(Stored records)
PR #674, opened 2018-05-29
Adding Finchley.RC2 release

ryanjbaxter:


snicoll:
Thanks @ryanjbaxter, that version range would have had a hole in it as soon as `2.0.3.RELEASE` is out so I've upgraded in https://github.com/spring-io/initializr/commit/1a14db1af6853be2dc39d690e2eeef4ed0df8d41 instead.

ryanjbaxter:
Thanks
==
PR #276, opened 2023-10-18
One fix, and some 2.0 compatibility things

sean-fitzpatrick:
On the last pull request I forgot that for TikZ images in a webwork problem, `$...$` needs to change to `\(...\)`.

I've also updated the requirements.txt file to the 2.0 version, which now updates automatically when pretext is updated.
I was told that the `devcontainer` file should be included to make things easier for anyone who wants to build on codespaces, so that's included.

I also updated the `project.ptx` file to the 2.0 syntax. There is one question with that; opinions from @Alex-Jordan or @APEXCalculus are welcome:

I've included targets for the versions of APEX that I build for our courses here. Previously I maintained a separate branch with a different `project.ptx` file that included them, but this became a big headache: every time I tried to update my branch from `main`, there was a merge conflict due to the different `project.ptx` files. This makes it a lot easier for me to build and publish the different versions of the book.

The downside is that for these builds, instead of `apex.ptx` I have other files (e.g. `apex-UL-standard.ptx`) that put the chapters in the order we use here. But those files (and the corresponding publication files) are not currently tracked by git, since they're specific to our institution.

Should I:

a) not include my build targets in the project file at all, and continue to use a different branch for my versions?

Goal of the exercise →
What you return must be the lines above that run from the line with "On the last" to the line with "I was told that", inclusive, each copied exactly.

Response →
On the last pull request I forgot that for TikZ images in a webwork problem, `$...$` needs to change to `\(...\)`.

I've also updated the requirements.txt file to the 2.0 version, which now updates automatically when pretext is updated.
I was told that the `devcontainer` file should be included to make things easier for anyone who wants to build on codespaces, so that's included.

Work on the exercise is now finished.